* **WHAT IS BEING ASKED**: What lines of the material below include the string "well"? Copy all of them.

*** Block opens ***

Issue #412, opened 2017-05-03
Unable to search by SKU


robbanl:
I've tried search using SKU with the 2.4.x branch but it's still a no go. No results turn up. From what I've seen there have been other tickets that says they are solved but then commented later on that they do not work.

Magento Version : CE2.1.4
ElasticSuite Version : 2
Environment : both

southerncomputer:
https://github.com/wardcapp/elasticsuite/commit/2ac9f8e0bf9f05eb038f7e748496072dcf186abd

apply that patch to 2.4.x branch and reindex

robbanl:
I've tried that but it still won't work. I can see the SKU in the ES index when doing a manual check :(

southerncomputer:
Works for me i've got 1.5M sku's and it works a-okay!

romainruaud:
Hello @robbanl 

The solution given by @southerncomputer may be dependant of the way your SKUs are "built" ? Are they fully numeric or a mix from letter and numbers ?

Regards

indiebytes:
Hi @romainruaud,

I work with @robbanl and can tell that the SKUs consist of an mix of letters, numbers and some other characters, at least dashes and underscores.

Thanks for helping out!

southerncomputer:
It would be nice to allow SKU like search for meta keywords as well, since I end up putting the SKU,MFGPART#,UPC,EAN,GTIN,Competitor part # in that location as well.  Easy way to increase matching capacity without increasing too many attributes!

I will say the dash does cause problems since ABC-V1P80 will not match at all whilst V1P80 will match. I just copied romainruaud 's solution from is_reference module.

If you have suggestion on how to match PREFIX-MFGPARTNO with all sorts of garbage in the sku, please let us know! ie HEW-V1P80UTR#ABA which does not get matched very well!

robbanl:
I tried adding a new attribute (sku_search) and for one product I added the SKU (just numbers) and tried the search. But that didn't work either. Isn't it possible to have custom attributes in Smile ElasticSearch module? Or do I need to define them in some XML?

samc2810:
Is there any solution to this?
The solution of @southerncomputer doesnt seem to work for V2.3.5

romainruaud:
@samc2810 please give me some examples of SKUs you are using, I will take a look at this one.

Best regards,

romainruaud:
@indiebytes and @robbanl please provide me some examples of SKU too

robbanl:
[...]

PR #479, opened 2017-07-26
2.4.x - search by sku corrections

ericrisler:
This commit applies the patch and updates created by @southerncomputer in this Issue: https://github.com/Smile-SA/elasticsuite/issues/412.

Also found a bug in the setup:upgrade processes when InstallData for the virtual categories executed.


src/module-elasticsuite-virtual-category/Setup/InstallData.php
```diff
@@ -45,11 +51,13 @@ class InstallData implements InstallDataInterface
...
      * @param EavSetupFactory             $eavSetupFactory             Eav setup factory.
      * @param VirtualCategorySetupFactory $virtualCategorySetupFactory Virtual Category setup factory.
+     * @param Config                  $eavConfig       EAV Config.
      */
-    public function __construct(EavSetupFactory $eavSetupFactory, VirtualCategorySetupFactory $virtualCategorySetupFactory)
+    public function __construct(EavSetupFactory $eavSetupFactory, VirtualCategorySetupFactory $virtualCategorySetupFactory, Config $eavConfig)
     {
         $this->eavSetupFactory      = $eavSetupFactory;
         $this->virtualCategorySetup = $virtualCategorySetupFactory->create();
+        $this->eavConfig       = $eavConfig;
```
Koc: This property seems unused

houdang:
Any news on this merge?

houdang:
@ericrisler Any plan when the build will be fixed?

madonzy:
@Koc @ericrisler @southerncomputer does this pull request fixes error with partial searching of SKU? I mean if I have SKUs like RM-123, RM-32, RM-5345 and I'll type in the search field: "RM-" and find all products where SKU starts from "RM-" ?

southerncomputer:
What I did eventually - was just throw the sku's into meta_keywords and make it searchable, but when importing the sku's i would break them up into their component pieces. I believe the problem with this solution is that the Analyzer_REFERENCE should break the sku into pieces and then the normal search should search against that field, but I don't believe the design of the indexer supports this method of breaking the sku into pieces then using the default search against that field

ericrisler:
@madonzy - I don't think that this pull works on partial matching sku's with hypens. I just did a quick test on a site we use this for and it gave no results for a partial match. However, the autocomplete did pickup the correct partial matches. 

@southerncomputer - I didn't notice you gave feedback on improving the patch. I'll take a look at those those soon. Can you summarize what will the suggestions you make improve upon? Thanks.

southerncomputer:
@ericrisler Since I could not figure out the edge n gram against SKU field, i just break the sku into chunks and throw it into searchable field meta_keywords. This allows the full-text search to work against the chunks of sku - basically what the EDGE NGRAM filter was trying to do to SKU field -
so sku HEW-ABCD1234 is broken on import to meta_keywords as:
hew-A,HEW-AB,HEW-ABC,HEW-ABCD,HEW-ABCD1,HEW-ABCD12,HEW-ABCD123, HEW-ABCD1234 plus the same for MFGPARTNO! It did not require all these modifications for search by sku and my import routines handle it with ease!

afoucret:
Time for me to have an update on this one.

Search by SKUs is considered as fixed in branch 2.4.x of ElasticSuite :

* You can now find a product whose SKU is "AA-999df" even if you type "aa999 df". That a pretty big update.

* Search by prefix exists even if is not complete.
With the previous example the product can be found if you type "aa" or "aa999" not if you type "aa99". We don't support ngram and we will not in the future as explained bellow.

* Search by suffix is not supported out of the box and you will not find a product whose SKU is 001883 with the search 1883. It can be fixed with custom analyzer on the SKU field. In the B2C space it is a bad idea to enable search by suffix (exemple of 007 becoming 7) so we will not add it out-of-the box.

* We do not use ngram and are not huge fan of it. You can do it by yourself with custom analyzer but it will not be part of ElasticSuite. Here are some reasons :

    * Indexing performances are really bad when using ngram (and wasted space is too important).

    * It would undermine precision of the search as long we are not able to make the difference between search and index analyzer

* In version 2.5.x, I plan to introduce an new architecture for the autocomplete. It could allow a better product suggestion when typing SKUs.

afoucret:
The proposed implementation is very different of what we plan to do with search by SKUs.
As a result I close this PR.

*** Block closes ***

* **YOUR SOLUTION**:
It would be nice to allow SKU like search for meta keywords as well, since I end up putting the SKU,MFGPART#,UPC,EAN,GTIN,Competitor part # in that location as well.  Easy way to increase matching capacity without increasing too many attributes!
If you have suggestion on how to match PREFIX-MFGPARTNO with all sorts of garbage in the sku, please let us know! ie HEW-V1P80UTR#ABA which does not get matched very well!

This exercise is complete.